Whenever a line in the records below holds the string "viewBox", copy it out.

[Source records]

-- Opening Marker --

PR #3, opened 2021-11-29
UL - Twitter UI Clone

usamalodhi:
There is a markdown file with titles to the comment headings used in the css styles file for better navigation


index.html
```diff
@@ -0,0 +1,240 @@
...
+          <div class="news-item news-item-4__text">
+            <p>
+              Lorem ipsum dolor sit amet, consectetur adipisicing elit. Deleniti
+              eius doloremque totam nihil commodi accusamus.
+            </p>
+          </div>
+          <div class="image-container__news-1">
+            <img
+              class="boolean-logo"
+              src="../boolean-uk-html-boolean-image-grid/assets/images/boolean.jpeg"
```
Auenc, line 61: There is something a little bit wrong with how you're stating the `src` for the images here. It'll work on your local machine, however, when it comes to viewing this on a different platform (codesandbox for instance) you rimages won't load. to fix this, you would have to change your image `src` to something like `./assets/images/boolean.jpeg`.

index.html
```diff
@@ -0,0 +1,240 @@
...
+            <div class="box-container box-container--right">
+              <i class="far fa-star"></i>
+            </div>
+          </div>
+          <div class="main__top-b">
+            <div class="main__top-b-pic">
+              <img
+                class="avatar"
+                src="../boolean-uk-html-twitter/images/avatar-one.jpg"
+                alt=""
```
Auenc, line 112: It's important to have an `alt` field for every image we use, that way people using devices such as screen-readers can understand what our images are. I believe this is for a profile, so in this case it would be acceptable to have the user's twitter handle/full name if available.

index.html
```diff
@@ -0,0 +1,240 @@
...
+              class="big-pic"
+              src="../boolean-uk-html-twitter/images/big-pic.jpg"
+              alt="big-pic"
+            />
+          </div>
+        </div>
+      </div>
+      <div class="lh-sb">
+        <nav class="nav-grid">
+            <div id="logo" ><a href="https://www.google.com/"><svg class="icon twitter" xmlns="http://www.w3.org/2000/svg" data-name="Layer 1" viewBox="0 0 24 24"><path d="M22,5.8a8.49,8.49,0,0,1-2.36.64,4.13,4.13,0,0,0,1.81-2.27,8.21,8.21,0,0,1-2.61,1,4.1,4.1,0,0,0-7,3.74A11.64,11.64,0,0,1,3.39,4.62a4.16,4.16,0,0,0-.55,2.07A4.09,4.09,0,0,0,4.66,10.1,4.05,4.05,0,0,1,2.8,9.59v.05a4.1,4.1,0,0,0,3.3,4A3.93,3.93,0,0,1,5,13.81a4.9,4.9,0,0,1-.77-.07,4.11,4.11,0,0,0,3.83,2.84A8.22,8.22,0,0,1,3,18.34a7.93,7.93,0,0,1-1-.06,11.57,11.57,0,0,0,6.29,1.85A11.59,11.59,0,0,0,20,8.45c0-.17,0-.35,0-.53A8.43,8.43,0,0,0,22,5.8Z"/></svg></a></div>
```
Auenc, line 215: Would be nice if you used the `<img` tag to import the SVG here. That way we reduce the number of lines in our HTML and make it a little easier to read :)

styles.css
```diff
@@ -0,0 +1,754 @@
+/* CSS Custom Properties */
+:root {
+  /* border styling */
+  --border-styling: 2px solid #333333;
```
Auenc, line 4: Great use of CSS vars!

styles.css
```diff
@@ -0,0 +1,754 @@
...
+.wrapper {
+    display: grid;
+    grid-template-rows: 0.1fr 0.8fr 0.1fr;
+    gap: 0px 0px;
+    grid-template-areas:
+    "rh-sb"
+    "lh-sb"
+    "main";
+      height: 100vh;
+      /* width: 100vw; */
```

-- Closing Marker --
-- Opening Marker --

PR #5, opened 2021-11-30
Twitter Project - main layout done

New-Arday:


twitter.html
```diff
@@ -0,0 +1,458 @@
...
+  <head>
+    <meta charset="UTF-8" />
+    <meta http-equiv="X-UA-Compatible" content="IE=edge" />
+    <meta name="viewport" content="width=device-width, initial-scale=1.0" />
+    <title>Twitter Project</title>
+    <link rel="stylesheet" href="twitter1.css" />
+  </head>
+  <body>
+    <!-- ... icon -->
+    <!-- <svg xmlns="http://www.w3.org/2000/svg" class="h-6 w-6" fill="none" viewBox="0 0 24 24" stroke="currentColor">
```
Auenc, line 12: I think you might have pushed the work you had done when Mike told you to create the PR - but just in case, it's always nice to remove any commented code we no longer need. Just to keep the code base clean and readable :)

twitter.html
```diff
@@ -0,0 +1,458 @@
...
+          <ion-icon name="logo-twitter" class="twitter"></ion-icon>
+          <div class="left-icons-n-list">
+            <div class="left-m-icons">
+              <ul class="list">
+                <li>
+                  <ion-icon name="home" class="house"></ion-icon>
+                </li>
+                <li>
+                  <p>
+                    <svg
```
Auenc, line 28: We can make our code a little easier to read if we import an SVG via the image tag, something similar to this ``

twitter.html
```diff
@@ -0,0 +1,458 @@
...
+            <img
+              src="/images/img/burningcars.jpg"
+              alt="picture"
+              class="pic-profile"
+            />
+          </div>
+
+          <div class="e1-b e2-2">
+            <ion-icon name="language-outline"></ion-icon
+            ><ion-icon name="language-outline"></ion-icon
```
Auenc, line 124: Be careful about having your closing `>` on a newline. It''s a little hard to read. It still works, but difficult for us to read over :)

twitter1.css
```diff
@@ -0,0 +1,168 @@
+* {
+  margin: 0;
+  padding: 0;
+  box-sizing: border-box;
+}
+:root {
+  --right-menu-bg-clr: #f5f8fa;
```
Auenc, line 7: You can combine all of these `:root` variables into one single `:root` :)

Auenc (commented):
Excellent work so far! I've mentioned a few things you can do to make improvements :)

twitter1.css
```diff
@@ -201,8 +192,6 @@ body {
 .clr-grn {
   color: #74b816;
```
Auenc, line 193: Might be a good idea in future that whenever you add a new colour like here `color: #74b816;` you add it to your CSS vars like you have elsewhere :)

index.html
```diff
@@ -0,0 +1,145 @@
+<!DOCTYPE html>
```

-- Closing Marker --

• **EXERCISE RESULT**
+            <div id="logo" ><a href="https://www.google.com/"><svg class="icon twitter" xmlns="http://www.w3.org/2000/svg" data-name="Layer 1" viewBox="0 0 24 24"><path d="M22,5.8a8.49,8.49,0,0,1-2.36.64,4.13,4.13,0,0,0,1.81-2.27,8.21,8.21,0,0,1-2.61,1,4.1,4.1,0,0,0-7,3.74A11.64,11.64,0,0,1,3.39,4.62a4.16,4.16,0,0,0-.55,2.07A4.09,4.09,0,0,0,4.66,10.1,4.05,4.05,0,0,1,2.8,9.59v.05a4.1,4.1,0,0,0,3.3,4A3.93,3.93,0,0,1,5,13.81a4.9,4.9,0,0,1-.77-.07,4.11,4.11,0,0,0,3.83,2.84A8.22,8.22,0,0,1,3,18.34a7.93,7.93,0,0,1-1-.06,11.57,11.57,0,0,0,6.29,1.85A11.59,11.59,0,0,0,20,8.45c0-.17,0-.35,0-.53A8.43,8.43,0,0,0,22,5.8Z"/></svg></a></div>
+    <!-- <svg xmlns="http://www.w3.org/2000/svg" class="h-6 w-6" fill="none" viewBox="0 0 24 24" stroke="currentColor">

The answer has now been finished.